Additional Information
 
In connection with the proposed Merger, Stifel will be filing a registration statement on Form S-4 that also constitutes a prospectus of Stifel and other relevant documents relating to the acquisition of KBW with the SEC. The registration statement on Form S-4 will include a proxy statement of KBW, and the final proxy statement/prospectus will be mailed to shareholders of KBW. Stifel and KBW shareholders are urged to read the registration statement and any other relevant documents filed with the SEC, including the proxy statement/prospectus that will be part of the registration statement, because they will contain important information about Stifel, KBW and the proposed transaction. Investors and securityholders will be able to obtain free copies of the registration statement and proxy statement/prospectus (when available) as well as other filed documents containing information about Stifel and KBW, without charge, at the SEC's website (http://www.sec.gov). Free copies of Stifel's filings also may be obtained by directing a request to Stifel's Investor Relations by phone to (314) 342-2000, in writing to Stifel Financial Corp., Attention: Investor Relations, 501 North Broadway, St. Louis, Missouri 63102, by email to investorrelations@stifel.com or at Stifel's website (http://www.stifel.com).
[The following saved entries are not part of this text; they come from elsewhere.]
PR #2963, opened 2026-09-09
Cap detections per set in detections_nearest_neighbor@v1 to prevent DoS

bczifra:
## Summary
- `roboflow_core/detections_nearest_neighbor@v1` (both the default numpy/`sv.Detections` implementation in `v1.py` and the tensor-native torch sibling in `v1_tensor.py`, used when `ENABLE_TENSOR_DATA_REPRESENTATION` is set) builds a full `O(query_count * target_count)` pairwise distance matrix and tie mask with no bound on either detection set. A workflow input with many co-located query/target detections could force multi-gigabyte allocations and crash the inference process.
- Adds `MAX_DETECTIONS_PER_SET = 100` (an order of magnitude above the tens-per-set, single-frame scale this block targets) and rejects the request with a clear `ValueError` before any allocation happens when either `query_predictions` or `target_predictions` exceeds it. `v1_tensor.py` imports and reuses the same constant from `v1.py` so both implementations' limits stay in sync.
- Validated the attack scenario directly: at 3000x3000 co-located detections (all pairs tied), the unpatched block previously produced a `MemoryError` under a 512MB cap; with this fix the same input is now rejected instantly, before any pairwise matrix is built.

## Test plan
- [x] Added unit tests for both `v1.py` and `v1_tensor.py` (oversized query rejected, oversized target rejected, exactly-at-limit still matches), following the file's existing numpy/tensor-native parity pattern.
- [x] Full `tests/workflows/unit_tests/core_steps/classical_cv/` suite passes (540 tests) with `ENABLE_TENSOR_DATA_REPRESENTATION` both on and off.
- [x] Manually reproduced the original DoS scenario (3000x3000 co-located detections) against the patched block and confirmed it now raises immediately instead of allocating the pairwise matrix.

### DIFF
--- a/inference/core/workflows/core_steps/classical_cv/detections_nearest_neighbor/v1.py
+++ b/inference/core/workflows/core_steps/classical_cv/detections_nearest_neighbor/v1.py
@@ -67,7 +67,7 @@ This block receives two detection sets and produces the enriched query predictio
 
 This block requires two sets of detection predictions (object detection, instance segmentation, or keypoint detection); the same set can be used for both `query_predictions` and `target_predictions`. To use the `KEYPOINT` anchor option for either set, that set must be keypoint detection predictions and the corresponding `query_keypoint_name`/`target_keypoint_name` must be provided. Self-match exclusion relies on `detection_id` being present on both sets - this is populated automatically for all Roboflow object detection, instance segmentation, and keypoint detection model blocks. `max_distance` is optional; leave it unset to match every query detection to its nearest target regardless of distance.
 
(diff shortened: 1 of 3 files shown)


bczifra:
Addressed in 683d9be: added a separate \`MAX_MATCHED_PAIRS = 10,000\` cap, checked directly off the boolean tie mask (before any index list or slice is materialized) in both \`v1.py\` and \`v1_tensor.py\`. This closes the gap where co-located anchor points could tie every query against every target and produce up to 1,000,000 matched-pair rows (masks included, for instance segmentation) even though each input set stayed within the 1,000-per-set cap.

Added regression tests (numpy + tensor-native) using 200x200 and 100x100 fully co-located detection sets - both well under the per-set cap - specifically to cover the all-ties scenario the per-set cap alone would miss.

bczifra:
Addressed in 231e369: added a dedicated \`MAX_MATCHED_PAIRS_WITH_MASKS = 100\` cap that applies whenever either \`query_predictions\` or \`target_predictions\` carries instance segmentation masks (checked via \`.mask is not None\`, on either side - one masked side is enough to trigger it). Masks are stored roughly at input-image resolution per detection, so even the general 10,000-pair cap could duplicate up to 10,000 masks into a multi-gigabyte output; the mask-aware cap keeps that bounded to 100 rows regardless of resolution. The general 10,000 cap still applies when no masks are involved, since a plain bbox/keypoint row is a handful of floats.

Added regression tests (numpy + tensor-native) for: masks on both sides, masks on only one side, and the exact boundary (100 co-located masked pairs allowed, 400 rejected).

PawelPeczek-Roboflow (approved):

PR #2965, opened 2026-09-09
Address zero-shot action recognition as nvidia/cosmos-3-edge-action-recognition

leeclemnet:
## What does this PR do?

Renames the hosted zero-shot action recognition id from `cosmos-3-edge/action_recognition` to `nvidia/cosmos-3-edge-action-recognition`.

The base reasoner is registered on the platform as `nvidia/cosmos-3-edge` in production and in both EU environments. Only US staging still carries a `cosmos-3-edge` doc, left over from the first version of the registration script. The old zero-shot id therefore worked on staging and on the L4, and failed on serverless with a 404 at the access check, because the platform did not know it.

The new id is a platform alias of the base id, so the serverless access check passes and the weights provider serves the base package. The loader passes the id through as is. `_weights_id`, which rewrote the id to the base so both tasks shared one package on disk, is removed: each id keeps its own package, and sharing weights across ids is a cache concern, not a loader one.

**Related Issue(s):** Follow-up to #2854

## Type of Change

- Bug fix (non-breaking change that fixes an issue) - the old zero-shot id shipped in v1.5.2, but it never resolved in us-prod or eu.

## Testing

**Test details:**

- [x] Unit tests
- [x] Checked `nvidia/cosmos-3-edge-action-recognition` aliases resolve

## Checklist

## Additional Context

Deployment: a patch release of `inference` is needed before production serverless serves zero-shot, since v1.5.2 carries the old id. End-to-end verification on serverless staging waits for an image with this commit.

The platform stat for the alias reports task `vlm`, the base's task. inference ignores it for this id because `GENERIC_MODELS` is consulted before any platform data, so routing stays on the action recognition adapter.


leeclemnet:
> Is preserving the old id required — e.g. an entry in inference/models/aliases.py mapping cosmos-3-edge/action_recognition -> nvidia/cosmos-3-edge-action-recognition (the file even documents keeping the inference_sdk copy in sync) — or is breaking a ~one-release-old id acceptable because no L4/dedicated users depend on it?

No, the old ID never worked because `cosmos-3-edge` ID only existed in us-staging.

PawelPeczek-Roboflow (approved):

PR #2982, opened 2026-09-11
fix(workflows): keep image dimensions on empty detections at both boundaries

### LINKED ISSUE #2974: Empty detections lose image dimensions across serialize/deserialize and the tensor-native boundary
# Empty detections lose their image dimensions across the serialize/deserialize round trip and the tensor-native boundary

> Follow-up promised in [#2892](https://github.com/roboflow/inference/pull/2892#issuecomment-5544651575).
> The automated review on #2892 flagged this as one of two P2 follow-ups
> ([review comment](https://github.com/roboflow/inference/pull/2892#issuecomment-5543318657)).

## Bug

#2892 makes empty VLM-as-detector results carry their image dimensions in
`sv.Detections.metadata`, so direct workflow output serialises real
`image.width` / `image.height` instead of nulls. That works for direct
serialisation, but the dimensions do not survive two supported boundaries:

1. **`deserialize_detections_kind`** returns early for zero rows, before it
   restores the image dimensions — so a serialize → deserialize round trip
   (custom Python blocks, Modal, anywhere the wire dict is rebuilt) comes back
   with no dimensions at all.
2. **The numpy → tensor-native boundary** rebuilds image-level metadata
   exclusively from per-row `.data` columns and returns `{}` when there are no
   rows, so converting to the tensor-native representation drops the dimensions.

Boundary 1 is reachable regardless of the tensor representation flag; boundary 2
is reachable when `ENABLE_TENSOR_DATA_REPRESENTATION` is enabled.

## Root cause

**Boundary 1** — `inference/core/workflows/core_steps/common/deserializers.py`,
`deserialize_detections_kind`:

```python
parsed_detections = sv.Detections.from_inference(detections)
if len(parsed_detections) == 0:
    return parsed_detections                      # <-- returns before restoring dimensions
height, width = detections["image"]["height"], detections["image"]["width"]
image_metadata = np.array([[height, width]] * len(parsed_detections))
parsed_detections.data[IMAGE_DIMENSIONS_KEY] = image_metadata
```

The early return fires before `height` / `width` are ever read. The payload does
carry `image.width` / `image.height`; they are simply discarded for zero rows.

**Boundary 2** — `inference/core/workflows/execution_engine/v1/dynamic_blocks/representation_boundary.py`,
`_rebuild_image_metadata_from_sv`:

```python
image_metadata: dict = {}
if detections_number == 0:
    return image_metadata                          # <-- {} for zero rows
```

and the caller passes only the broadcast `.data` columns:

```python
image_metadata = _rebuild_image_metadata_from_sv(
    data=data, detections_number=detections_number
)
```

Image-level values live in `sv.Detections.metadata` for zero-row results (that
is the whole point of #2892's change), but this function never looks there.

## Verification

The values below were recorded with a reproduction harness exercising the
paths illustrated in the minimal example, against #2892's
head (`c25c6f07d11f1c782dab073674c3b2108495c11a`), i.e. with the serialiser
metadata fallback already in place. No maintainer test run or CI result is
claimed here.

## Measured behaviour

```
ISSUE 2A - deserialize_detections_kind: empty round-trip
payload predictions=[]        -> data['image_dimensions'] = None
payload predictions=[1 item]  -> data['image_dimensions'] = array([[480, 640]])

ISSUE 2B - _rebuild_image_metadata_from_sv: zero-row rebuild
detections_number=1 -> {'inference_id': 'abc', 'image_dimensions': [480, 640]}
detections_number=0 -> {}
```

So a payload with one detection keeps `[480, 640]`; the same payload with zero
detections loses it. Same asymmetry at the native boundary.

## Expected

Image dimensions describe the input image, not the detections, so they should
survive both boundaries regardless of row count. Concretely:

- `deserialize_detections_kind` on `{"image": {"width": 640, "height": 480}, "predictions": []}`
  should yield detections that still report those dimensions — and re-serialising
  them should return `{"width": 640, "height": 480}` rather than nulls.
- `sv_detections_to_native` on an empty `sv.Detections` carrying
  `metadata["image_dimensions"]` should carry it into `image_metadata` rather than dropping that key.

## Environment

- Inference: `main` + #2892 (`c25c6f07d11f1c782dab073674c3b2108495c11a`)
- supervision: 0.29.1
- numpy: 2.2.6
- Python: 3.10.20
- OS: macOS 26.6.2 (arm64)

```python
import numpy as np
import supervision as sv

from inference.core.workflows.core_steps.common.deserializers import deserialize_detections_kind
from inference.core.workflows.execution_engine.constants import IMAGE_DIMENSIONS_KEY
from inference.core.workflows.execution_engine.v1.dynamic_blocks.representation_boundary import (
    _rebuild_image_metadata_from_sv,
    sv_detections_to_native,
)

# Boundary 1: empty round trip drops the dimensions
empty = deserialize_detections_kind(
    parameter="detections",
    detections={"image": {"width": 640, "height": 480}, "predictions": []},
)
print(empty.data.get(IMAGE_DIMENSIONS_KEY))          # None

# Boundary 2: the native boundary rebuilds {} for zero rows
print(_rebuild_image_metadata_from_sv(data={}, detections_number=0))   # {}

empty_sv = sv.Detections.empty()
empty_sv.metadata[IMAGE_DIMENSIONS_KEY] = [480, 640]
print(sv_detections_to_native(sv_detections=empty_sv).image_metadata.get(IMAGE_DIMENSIONS_KEY))  # None
```

### Suggested fix

Boundary 1 — read the dimensions before the early return and keep them in
collection metadata, which is what the serialiser consults:

```python
parsed_detections = sv.Detections.from_inference(detections)
height, width = detections["image"]["height"], detections["image"]["width"]
if len(parsed_detections) == 0:
    if height is not None and width is not None:
        parsed_detections.metadata[IMAGE_DIMENSIONS_KEY] = [height, width]
    return parsed_detections
```

Boundary 2 — let the rebuild fall back to collection metadata when there are no
rows to read from:

```python
def _rebuild_image_metadata_from_sv(
    data, detections_number, collection_metadata=None
):
    image_metadata: dict = {}
    if detections_number == 0:
        for key in _IMAGE_LEVEL_PAIR_KEYS:
            value = (collection_metadata or {}).get(key)
            if value is not None:
                image_metadata[key] = [int(item) for item in np.asarray(value)]
        return image_metadata
    ...
```

with the caller passing `collection_metadata=sv_detections.metadata`.

With both applied, the round trip is stable:

```
deserialize({width: 640, height: 480, predictions: []})
  -> metadata {'image_dimensions': [480, 640]}
  -> re-serialised {'width': 640, 'height': 480}
```

### Dependency on #2892 (and on the tensor flag)

These two boundaries are pre-existing and their mechanisms are independent of
#2892, but the practical effect on empty VLM results is tied to it:

- **Boundary 1** — the early return discards the payload's dimensions
  regardless of #2892. The internal fix (keep them in collection metadata) is
  self-contained, but the *re-serialised* result only shows real dimensions once
  the serialiser consults collection metadata, which is #2892's fallback. Without
  #2892, the values would be preserved on the object but still serialise as null.
- **Boundary 2** — the rebuild's fallback only has something to read when a
  producer attaches image-level values to empty detections' `metadata`, the
  convention #2892 introduces for the non-Florence VLM parsers. The boundary bug
  itself is general (any zero-row `sv.Detections` carrying `metadata` loses it
  through `sv_detections_to_native`), and it only matters at all when
  `ENABLE_TENSOR_DATA_REPRESENTATION` is enabled.

I can submit this as a separate follow-up after #2892.

### Open question for maintainers

The boundary-2 fallback above only covers the `_IMAGE_LEVEL_PAIR_KEYS` group
(coordinates/dimensions), because those are the values #2892 introduced into
collection metadata. Should the id/scalar keys
(`parent_id`, `root_parent_id`, `prediction_type`, `inference_id`) fall back the
same way for consistency, or is metadata-for-empty intended to stay
dimensions-only? Happy to match whichever you prefer — the narrower
dimension/coordinate version is what I implemented locally. This question is
deliberately separate from the dimension fix above.

Yes I'd like to help by submitting a PR!

L4XB:
Fixes #2974 (the follow-up promised in #2892).

## Description

Image dimensions describe the input image, not the detections, yet two supported boundaries still dropped them for zero-row results after #2892 made empty VLM-as-detector outputs carry them in `sv.Detections.metadata`:

- **Serialize → deserialize round trip.** `deserialize_detections_kind` returned early for zero rows, before the image dimensions were restored, so an empty payload such as `{"image": {"width": 640, "height": 480}, "predictions": []}` came back without them and re-serialised to `image.width` / `image.height` = `null`. Reachable from custom Python blocks, Modal, and anywhere the wire dict is rebuilt, regardless of the tensor representation flag.
- **numpy → tensor-native.** `_rebuild_image_metadata_from_sv` rebuilt image-level metadata only from per-row `.data` columns and returned `{}` for zero rows, so `sv_detections_to_native` on an empty `sv.Detections` lost the dimensions even when `metadata` carried them. Reachable with `ENABLE_TENSOR_DATA_REPRESENTATION`.

The fix keeps both producers consistent with `empty_detections_with_image_metadata()`: the deserializer stores `[height, width]` in `metadata[IMAGE_DIMENSIONS_KEY]` on the empty result (the serializer's existing metadata fallback then reports the real dimensions again), and the tensor-native rebuild takes an optional `metadata` argument and reads the dimensions from it when there are no rows, emitting plain ints as the row-based path does. Non-empty results are untouched.

## Type of change

New unit tests:

- `test_deserialize_detections_kind_keeps_image_dimensions_for_empty_detections`: an empty wire payload deserialises with `metadata[IMAGE_DIMENSIONS_KEY] == [480, 640]` and `serialise_sv_detections` reports `{"width": 640, "height": 480}` instead of nulls.
- `test_sv_detections_to_native_keeps_image_dimensions_for_empty_detections` and `..._reads_array_image_dimensions_for_empty_detections`: an empty `sv.Detections` with the dimensions in `metadata` (list or numpy array) converts to a native `Detections` whose `image_metadata` carries `[480, 640]` as ints.

```
pytest tests/workflows/unit_tests/core_steps/common/test_deserializers.py tests/workflows/unit_tests/execution_engine/dynamic_blocs/test_representation_boundary.py
132 passed   (also with ENABLE_TENSOR_DATA_REPRESENTATION=True)
black / isort applied to the four changed files
```

None. Both changes only add data for zero-row results that previously carried none.

## Docs

No user-facing docs describe this behaviour; nothing to update.

### DIFF
--- a/inference/core/workflows/core_steps/common/deserializers.py
+++ b/inference/core/workflows/core_steps/common/deserializers.py
@@ -263,9 +263,18 @@ def deserialize_detections_kind(
             context="workflow_execution | runtime_input_validation",
         )
     parsed_detections = sv.Detections.from_inference(detections)
-    if len(parsed_detections) == 0:
-        return parsed_detections
     height, width = detections["image"]["height"], detections["image"]["width"]
+    if len(parsed_detections) == 0:
+        # Image dimensions describe the input image, not the rows: keep them on
+        # the empty result the same way empty_detections_with_image_metadata()
+        # does, so a serialize -> deserialize round trip and the tensor-native
+        # boundary still report them (#2974).
+        if height is not None and width is not None:
+            parsed_detections.metadata[IMAGE_DIMENSIONS_KEY] = [
+                int(height),
+                int(width),
+            ]
+        return parsed_detections
     image_metadata = np.array([[height, width]] * len(parsed_detections))
     parsed_detections.data[IMAGE_DIMENSIONS_KEY] = image_metadata
     raw_predictions = detections["predictions"]
--- a/inference/core/workflows/execution_engine/v1/dynamic_blocks/representation_boundary.py
+++ b/inference/core/workflows/execution_engine/v1/dynamic_blocks/representation_boundary.py
@@ -1108,7 +1108,7 @@ def sv_detections_to_native(
     detections_number = int(len(sv_detections))
     data = sv_detections.data or {}
     image_metadata = _rebuild_image_metadata_from_sv(
-        data=data, detections_number=detections_number
+        data=data, detections_number=detections_number, metadata=sv_detections.metadata
     )
     class_names_column = data.get(CLASS_NAME_DATA_COLUMN)
     class_id_values = (
@@ -1186,9 +1186,18 @@ def sv_detections_to_native(
 def _rebuild_image_metadata_from_sv(
     data: Dict[str, Any],
     detections_number: int,
+    metadata: Optional[Dict[str, Any]] = None,
 ) -> dict:
     image_metadata: dict = {}
     if detections_number == 0:
+        # No rows means no broadcast ``.data`` columns to read from, but the
+        # image dimensions are a property of the image and zero-row results
+        # carry them in ``sv.Detections.metadata`` (#2974).
+        image_dimensions = (metadata or {}).get(IMAGE_DIMENSIONS_KEY)
+        if image_dimensions is not None:
+            image_metadata[IMAGE_DIMENSIONS_KEY] = [
+                int(value) for value in np.asarray(image_dimensions).reshape(-1)[:2]
+            ]
         return image_metadata
     for key in _IMAGE_LEVEL_ID_KEYS + _IMAGE_LEVEL_SCALAR_KEYS:
         column = data.get(key)
--- a/tests/workflows/unit_tests/core_steps/common/test_deserializers.py
+++ b/tests/workflows/unit_tests/core_steps/common/test_deserializers.py
@@ -24,7 +24,11 @@ from inference.core.workflows.core_steps.common.deserializers import (
     deserialize_timestamp,
     deserialize_zone_kind,
 )
+from inference.core.workflows.core_steps.common.serializers import (
+    serialise_sv_detections,
+)
 from inference.core.workflows.errors import RuntimeInputError
+from inference.core.workflows.execution_engine.constants import IMAGE_DIMENSIONS_KEY
 from inference.core.workflows.execution_engine.entities.base import (
     ImageParentMetadata,
     OriginCoordinatesSystem,
@@ -84,6 +88,28 @@ def test_deserialize_detections_kind_when_serialized_empty_detections_given() ->
     # then
     assert isinstance(result, sv.Detections)
     assert len(result) == 0
+
+
+def test_deserialize_detections_kind_keeps_image_dimensions_for_empty_detections() -> (
+    None
+):
+    # given - the wire form of an empty result (issue #2974)
+    detections = {
+        "image": {"height": 480, "width": 640},
+        "predictions": [],
+    }
+
+    # when
+    result = deserialize_detections_kind(
+        parameter="my_param",
+        detections=detections,
+    )
+
+    # then - dimensions describe the image, not the rows, so an empty
+    # round trip must still report them instead of nulls
+    assert len(result) == 0
+    assert result.metadata[IMAGE_DIMENSIONS_KEY] == [480, 640]
+    assert serialise_sv_detections(result)["image"] == {"width": 640, "height": 480}
 
 
 def test_deserialize_detections_kind_when_serialized_non_empty_object_detections_given() -> (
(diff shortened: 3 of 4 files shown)


grzegorz-roboflow (approved):

grzegorz-roboflow:
Hi @L4XB , thank you for this contribution! It will be included in today's release of `inference`!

Free copies of KBW's filings also may be obtained by directing a request to KBW's Investor Relations by phone to (866) 529-2339, in writing to KBW, Inc., Attn: Alan Oshiki, c/o King Worldwide Investor Relations, 48 Wall Street, 32nd Floor, New York, New York 10005, or by email to kbw.inv.relations@kbw.com.
 
Proxy Solicitation
 
Stifel, KBW and their respective directors and executive officers may be deemed, under SEC rules, to be participants in the solicitation of proxies from the shareholders of KBW with respect to the proposed transaction. More detailed information regarding the identity of the potential participants, and their direct or indirect interests, by securities holdings or otherwise, will be set forth in the registration statement and proxy statement/prospectus and other materials to be filed with the SEC in connection with the proposed transaction.   Information regarding Stifel's directors and executive officers is also available in Stifel's definitive proxy statement for its 2012 Annual Meeting of Shareholders filed with the SEC on April 20, 2012.  Information regarding KBW's directors and executive officers is also available in KBW's definitive proxy statement for its 2012 Annual Meeting of Shareholders filed with the SEC on April 27, 2012.  These documents are available free of charge at the SEC's web site at www.sec.gov and from Investor Relations at KBW and Stifel Financial.